ÜÇÜNCÜ ŞAHSIN ŞİİRİ
Felaketim olurdu, ağlardım
Beni sevmiyordun, bilirdim
Bir sevdiğin vardı, duyardım
Çöp gibi bir oğlan, ipince
Hayırsızın biriydi fikrimce
Ne vakit karşımda görsem
Öldüreceğimden korkardım
Felaketim olurdu, ağlardım
Ne vakit Maçka'dan geçsem
Limanda hep gemiler olurdu
Ağaçlar kuş gibi gülerdi
Sessizce bir cigara yakardın
Parmaklarımın ucunu yakardın
Kirpiklerini eğerdin, bakardın
Üşürdüm, içim ürperirdi
Felaketim olurdu, ağlardım
Akşamlar bir roman gibi biterdi
Jezabel kan içinde yatardı
Limandan bir gemi giderdi
Sen kalkıp ona giderdin
Benzin mum gibi giderdin
Sabaha kadar kalırdın
Hayırsızın biriydi fikrimce
Güldü mü cenazeye benzerdi
Hele seni kollarına aldı mı
Felaketim olurdu, ağlardım
ATTİLA İLHAN
Sizler ile en sevdiğim şairin ,en sevdiğim şiirini paylaşmak istedim...
13 yorum:
A.İlhan bu şiiri 1950 li yıllarda yazmıştı sanırım, değil mi?

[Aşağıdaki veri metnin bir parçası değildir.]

PR #1387, opened 2026-06-23
Fix/has gmc checkbox

DorisWongNHS:
- Add checkboxes `hasGmcNumber` and `hasGdcNumber` in PH Non-Medic FormR A & B
  When the checkbox is checked the child field is shown; 
  When it is unchecked, the child field is hidden and value in child field will be removed
- Update other fields in forms to make it consistence with the "uncheck and empty child field" behaviour

TIS21-8612
TIS21-8650


john12321:
Hi @DorisWongNHS , I've think I've pulled your branch latest changes... Had a quick look but I don't appear to be seeing the consistent behaviour for the FormB Section 4 isWarned / isComplying i.e. when I toggle to hide the isComplying field the value remains and is saved (looks like other similar contingent fields e.g. immigrationStatus / otherImmigrationStatus are behaving like this too).
It might be a "me" issue (think I've overheated!). Maybe you could run through the changes for me?

components/forms/form-builder/form-fields/Checkboxes.tsx
```diff
@@ -11,6 +11,8 @@ type CheckboxesProps = {
   arrayIndex?: number;
   arrayName?: string;
   dtoName?: string;
+  conditional?: React.ReactNode;
+  conditionalFieldName?: string;
```
john12321: Hi @DorisWongNHS, 
We already have the source of truth for the   hasGmcNumber/hasGdcNumber field mapping so not sure why we are using CONDITIONAL_FIELD_MAP. As discussed the other day, we need one source of truth.

Looking at the code in the FormFieldBuilder and Checkboxes components, as a 'quick fix' we should use the conditionalFieldName prop and delete the hardcoded CONDITIONAL_FIELD_MAP . This gives us a single source of truth and makes the comp generic.

But we really need a more comprehensive solution that works across any similar form field not just these checkboxes. 
I would suggest getting rid of the field-clearing logic entirely (line 66-).  and focus on a solution that reuses the showFormField logic which I briefly mentioned the other day. This is currently only used in setFormRDataForSubmit to strip out the hidden fields before submission (see FormBuilderUtilities comp) but we could create a helper function that uses showFormField e.g. we could call it in the FormContext when isFormDirty?

This is getting deep into the FormBuilder logic so happy to help out with this! 😀

john12321 (changes requested):
Hi @DorisWongNHS please see comments.

DorisWongNHS:
Thanks for testing the changes @john12321 . Not sure why tThe changes in Radios.tsx happen to be missing from the commit.  Anyway it has been refactored now and a bit out of dated (but let me know if the commit still looks weird).

I have added the useEffect in the FormContext.tsx, where it makes all the child field consistent to remove value when parent field is unchecked now. Including the immigration status in Form A, isWarned / isComplying and others in Form B.
Please note this will also include all the declaration sections in Form B, those declarations panel and text area will also be emptied if this is what we want.

john12321:
> Thanks for testing the changes @john12321 . Not sure why tThe changes in Radios.tsx happen to be missing from the commit. Anyway it has been refactored now and a bit out of dated (but let me know if the commit still looks weird).
> 
> I have added the useEffect in the FormContext.tsx, where it makes all the child field consistent to remove value when parent field is unchecked now. Including the immigration status in Form A, isWarned / isComplying and others in Form B. Please note this will also include all the declaration sections in Form B, those declarations panel and text area will also be emptied if this is what we want.

Hi @DorisWongNHS given we need to clear the child GMC/GDC field when hidden, then yes it makes sense to do this for all child fields to make things consistent across all forms. 👍

components/forms/form-builder/form-fields/Checkboxes.tsx
john12321, line 1: Can we get rid of conditionalFieldName prop now?

components/forms/form-builder/FormContext.tsx
john12321, line 1: Showing warning messages and clearing hidden values are 2 distinct tasks so it would make more sense to move the clearing logic into its own useEffect rather than add it to the existing warning msg useEffect. Unless you can see any issue in separating this logic?

components/forms/form-builder/FormContext.tsx
```diff
@@ -166,7 +167,21 @@ export const FormProvider: React.FC<FormProviderProps> = ({
...
+    // remove child field value when depending parent field unchecked
+    if (!isFormDirty) return;
+    setFormData(prevFormData => {
+      const cleaned = currentPageFields.reduce((acc, field) => {
+        if (!showFormField(field, acc)) {
+          return { ...acc, [field.name]: null };
+        }
+        return acc;
+      }, prevFormData);
+      return JSON.stringify(cleaned) === JSON.stringify(prevFormData)
```
john12321: I think we could tidy this 'clear hidden' logic up too...
The current reduce spreads a new form object for every hidden field - even the ones already null, then serialises the form twice on every keystroke, so if we use a 'changed' boolean then have a condition like acc[field.name] != null, then this fixes both issues. 

e.g. something like this:
```
setFormData(prevFormData => {
  let changed = false;
  const cleaned = currentPageFields.reduce((acc, field) => {
    if (!showFormField(field, acc) && acc[field.name] != null) {
      changed = true;
      return { ...acc, [field.name]: null };
    }
    return acc;
  }, prevFormData);
  return changed ? cleaned : prevFormData;
});
```
Note: Used != null instead of !== to give false for both null and undefined (if that's what we want!)

john12321 (changes requested):
Sorry to be a pain!

john12321 (approved):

İlk gençlik yıllarımızda duyduğumuzda bu şiiri, henüz ona bir anlam kazandıracak ikinci bir kişi olmadığından hayatımızda, boş defterlere yazardık. Galiba o zamanlar sevdiğinden ayrı / platonik / karşılık bulamayan / seven ama değer verilmeyen olmak, daha genel geçer bir durumdu. O dönemin şarkıları da öyledir hatırladığım kadarıyla...
Neyse, nerden nereye geldi konu :))
Köprünün üzerinde yürüyen bir "hayal" mi, yoksa gerçek mi :))

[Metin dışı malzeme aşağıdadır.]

PR #1388, opened 2026-07-01
Refactor/update to nhsuk 10 and nhs react comps 6

pete-webb-NHSE:
Upgrade nhsuk-frontend library (v10) and nhsuk-react-components (v6) to LTS

This work includes
- upgrade TS from v4.9 to 5.9 for compatibility with the typings shipped by nhsuk-react-components v6.
- upgrade tsconfig.json to match TS: moduleResolution changed from node to bundler — the TS 5 resolution mode that mirrors how Next.js resolves packages, which will correctly resolve the exports-map entry points used by nhsuk-frontend v10 and nhsuk-react-components v6. Also, raise target from es5 to es2017; all browsers we support handle ES2017 natively, so no need to transpile down to ES5 (output is smaller and closer to source).
- replacing all deprecated or changed components to use the latest
- changing and replacing to be as close to the current version as possible with sensible and peer-reviewed changes where appropriate
- refactors current components to semantic HTML where trying to force library components to be the same as current involved too much specific CSS targeting

Also (bit of boy-scouting), remove custom Babel compiler config for prod (it only existed to apply the istanbul coverage plugin - think I had some grand ideas about including e2e test stats in code coverage reports!) and use Next JS's built-in (faster and actively maintained) SWC compiler instead.

TIS21-7717
TIS21-7950
TIS21-7951

### DIFF
--- a/components/forms/cct/CctHome.tsx
+++ b/components/forms/cct/CctHome.tsx
@@ -20,7 +20,7 @@ export function CctHome() {
   return (
     <>
       <WarningCallout data-cy="cct-home-warning">
-        <WarningCallout.Heading>
+        <WarningCallout.Heading visuallyHiddenText="">
           {cctReadBeforeProceedingLabel}
         </WarningCallout.Heading>
         <p data-cy="cct-home-warning-text1">{cctHomeWarningMsgs.text1}</p>
--- a/components/forms/cct/CctHome.tsx
+++ b/components/forms/cct/CctHome.tsx
@@ -20,9 +20,9 @@ export function CctHome() {
   return (
     <>
       <WarningCallout data-cy="cct-home-warning">
-        <WarningCallout.Label visuallyHiddenText={false}>
+        <WarningCallout.Heading>
           {cctReadBeforeProceedingLabel}
-        </WarningCallout.Label>
+        </WarningCallout.Heading>
         <p data-cy="cct-home-warning-text1">{cctHomeWarningMsgs.text1}</p>
         <p data-cy="cct-home-warning-text2">{cctHomeWarningMsgs.text2}</p>
         <p data-cy="cct-home-warning-text3">{cctHomeWarningMsgs.text3}</p>
--- a/components/forms/form-builder/form-sections/ImportantText.tsx
+++ b/components/forms/form-builder/form-sections/ImportantText.tsx
@@ -9,7 +9,10 @@ type ImportantText = {
 export const ImportantText = ({ txtName }: ImportantText) => {
   return (
     <WarningCallout>
-      <WarningCallout.Heading data-cy={`WarningCallout-${txtName}-label`}>
+      <WarningCallout.Heading
+        data-cy={`WarningCallout-${txtName}-label`}
+        visuallyHiddenText=""
+      >
         Important
       </WarningCallout.Heading>
       {displayText[txtName]}
--- a/components/forms/form-builder/form-sections/ImportantText.tsx
+++ b/components/forms/form-builder/form-sections/ImportantText.tsx
@@ -9,12 +9,9 @@ type ImportantText = {
 export const ImportantText = ({ txtName }: ImportantText) => {
   return (
     <WarningCallout>
-      <WarningCallout.Label
-        visuallyHiddenText={false}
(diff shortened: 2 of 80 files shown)


components/forms/cct/CctHome.tsx
```diff
@@ -20,9 +20,9 @@ export function CctHome() {
   return (
     <>
       <WarningCallout data-cy="cct-home-warning">
-        <WarningCallout.Label visuallyHiddenText={false}>
+        <WarningCallout.Heading>
```
ReubenRobertsHEE: On the other items like this you used `visuallyHiddenText=""` to replace `visuallyHiddenText={false}`. Not that this wrong necessarily, just flagging it as a possible omission.

components/forms/form-builder/form-sections/ImportantText.tsx
```diff
@@ -9,12 +9,9 @@ type ImportantText = {
 export const ImportantText = ({ txtName }: ImportantText) => {
   return (
     <WarningCallout>
-      <WarningCallout.Label
-        visuallyHiddenText={false}
-        data-cy={`WarningCallout-${txtName}-label`}
-      >
+      <WarningCallout.Heading data-cy={`WarningCallout-${txtName}-label`}>
```
ReubenRobertsHEE: same note as above

ReubenRobertsHEE:
Is there a reason the `.babelrc` file has not been removed? (there's also a babel-plugin-istanbul in the package which might be superfluous if you get rid of the babel config file).

ReubenRobertsHEE:
Apart from the PanelsCreator changes, which I couldn't reason out in my head 😅  , it all looks solid. I assume there will be minor layout / appearance changes, but is the plan to sanity check these on staging?

ReubenRobertsHEE (changes requested):
Just flagging this for the babel config removal; if there's a reason to keep that then just dismiss the review and I'll approve as-is

gtogbes:
> Is there a reason the `.babelrc` file has not been removed? (there's also a babel-plugin-istanbul in the package which might be superfluous if you get rid of the babel config file).

I think the instanbul plugin showed up in pentest report. Somehow it loads the build environment name as part of  js

pete-webb-NHSE:
@ReubenRobertsHEE @gtogbes I tested removing `.babelrc` and the application still starts successfully, the test/coverage still completes successfully, and Next.js no longer disables SWC because of the the Babel config. Based on that, I think it's safe to remove `.babelrc`. I haven't removed `babel-plugin-istanbul` yet, as I haven't verified whether anything still depends on it

pete-webb-NHSE:
Running `test` and `coverage` with `babel-plugin-instanbul` uninstalled ran successfully, so that also appears to be redundant. I'll commit separately. I'll also take a quick look at those visually-hidden-text attributes. 

> Apart from the PanelsCreator changes, which I couldn't reason out in my head 😅 , it all looks solid. I assume there will be minor layout / appearance changes, but is the plan to sanity check these on staging?

A sanity check on staging sounds sensible. I'm happy to do it, though I'm still getting familiar with the existing UI, so I'd probably miss subtle visual regressions not covered by the tests. If someone who's worked with it more recently could also take a quick look on staging, that would give me a bit more confidence

ReubenRobertsHEE:
> Running `test` and `coverage` with `babel-plugin-instanbul` uninstalled ran successfully, so that also appears to be redundant. I'll commit separately. I'll also take a quick look at those visually-hidden-text attributes.
> 
> > Apart from the PanelsCreator changes, which I couldn't reason out in my head 😅 , it all looks solid. I assume there will be minor layout / appearance changes, but is the plan to sanity check these on staging?
> 
> A sanity check on staging sounds sensible. I'm happy to do it, though I'm still getting familiar with the existing UI, so I'd probably miss subtle visual regressions not covered by the tests. If someone who's worked with it more recently could also take a quick look on staging, that would give me a bit more confidence

Cool, that sounds good. It should be fairly easy to check for visual regressions by flipping between staging and prod, though some bits (exploring the 'setting up your MFA' path for example) will require a bit of effort. Happy to help with a second pair of eyes!

ReubenRobertsHEE (approved):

Bu kadar rastlantı olmaz demek istiyorum :))
Bu köprünün üzerinde yürüyen hayalle gerçek arası birisi. Tıpkı sanal ortamda görüşen tüm bizler gibi. Yazdığımız zaman varız, sustuğumuz zaman bir hayaliz sanki.
Selamlar...
yoo, katılmıyorum bu son dediğinize :))
Örneğin, Vildan Hanım sussa bile, sesi yankılanıyor benim kulaklarımda:))

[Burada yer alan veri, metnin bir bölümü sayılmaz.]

PR #1394, opened 2026-07-28
chore(dev): bypass auth for local dev user

Judge40:
NO-TICKET


utilities/localAuth.ts
```diff
@@ -0,0 +1,125 @@
...
+    );
+  }
+
+  const rawToken = (await response.json().then(data => data.token)).trim();
+
+  if (!rawToken) {
+    throw new Error("Local auth token response was empty.");
+  }
+
+  if (rawToken.startsWith('"') && rawToken.endsWith('"')) {
```
john12321: Is this just dead code from the rewrite? (JSON.parse should already handle this etc.)

utilities/localAuth.ts
```diff
@@ -0,0 +1,125 @@
...
+
+  if (!response.ok) {
+    throw new Error(
+      `Local auth token request failed with status ${response.status}.`
+    );
+  }
+
+  const rawToken = (await response.json().then(data => data.token)).trim();
+
+  if (!rawToken) {
```
john12321: Looks like this `!rawToken` code never runs i.e. if issue with token e.g. empty/duff key then data.token will be undefined and throw TypeError before this line.
We could destructure the token from the JSON res and then check its Type/content and throw a duff token error etc.
Something like this:
`const {token} = (await response.json()) ?? {} 
if(typeof token !== "string" || !token.trim()) throw new Error("duff/no token")
return token.trim()`

utilities/localAuth.ts
Judge40: This check guards against a malformed token value like

```json
{
  "token": "\"mytokengoeshere\""
}
```

Which is still a valid JSON response, but the token won't parse without removing the quotes.
It's probably fair to say that we should remove it any just expect the response to be valid, else we'd end up with a massive number of guardrails for very little value.

Judge40:
@john12321 other than the `trim()` causing a TypeError these were attempts to add guardrails for genuine issues that _could_ still occur, give the response structure.

That said,  if the response from nginx returns whitespace or double quotes we should probably just fall over instead of trying to handle every possible bad input scenario.

I'll remove the `trim()` and `slice()` and just leave the check for an empty token in response, since that gives us a reasonable error for debugging. Anything else will just fall over when we try to decode the JWT, which is probably fine for local-only dev handling.

john12321 (approved):

PR #1395, opened 2026-07-31
Tis21 8860 linking hygraph and tss

SuJaneLopez:


components/main/GlobalAlert.tsx
```diff
@@ -1,26 +1,35 @@
...
+  const announcements = useAppSelector(
+    state => state.announcements.announcements
+  );
   const { hasOutstandingActions } = useTraineeActions();
   const pathname = useLocation().pathname;
-  const [recruitDismissed, setRecruitDismissed] = useState(false);
+  const { dismissedIds, dismiss } = useDismissedAnnouncements();
+
+  useEffect(() => {
+    dispatch(fetchAnnouncements());
```
john12321: Is it worth adding an `if (announcementsStatus === "idle" && preferredMfa !== "NOMFA")` above the dispatch to stop component remounts refetching?

SuJaneLopez: Good catch, I've pushed a fix. Thanks!!

john12321 (approved):

PR #452, opened 2026-06-20
docs: fix vLLM upstream table rendering in UPSTREAM.md

steamEngineer:
## Summary
- The `## vLLM (vllm-project/vllm)` table in `docs/UPSTREAM.md` rendered as literal `|` text instead of a table on GitHub.
- Root cause: a stray blank line between the table delimiter row (`|---|---|---|---|`) and the first data row. GitHub Flavored Markdown requires data rows to be contiguous with the delimiter; the blank line terminates the table early, so every row below renders as raw text.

Hııımmm, siz tanışıyorsunuz kendisi ile o zaman. Ben de artık tanışma teklifine okey dedim zaten.
yoo, yorumlarından ve yazılarından dolayı demiştim ben... tanışmıyoruz kendisi ile henüz...
selamlar
Yıllardır Elif Şafak'ın tüm kitaplarını okuduğum halde sesi kulaklarımda yankılanamıyor. Neden acaba? Henüz eremedim ondan mı?..))
Ne güzel sizin adınıza çok sevindim...))
Bence siz Elif Şafak'tan başladığınız için olabilir sanırım :) Atilla Atalay veya Zagor ile başlamış olsaydınız, boşluktan gelen bir SWISSS sesini veya RRUUMMBLEEE diye gürleyen göğü de duyabilirdiniz :)
merak ettim,
önce siz başlattınız.))
hayal kahvemin sesi nasıl???
çok tanıdık, bildik bir sese benziyor, yıllar öncesinden seslenen :))
Heyy! Neler oluyor burada böyle? Kulaklarım çınladı. Bi baktım ki o ne? Aaa! Bir yaşıma daha girdim. Aylardan Şubat bloğunda adım geçmiyor mu benim:)Hayret!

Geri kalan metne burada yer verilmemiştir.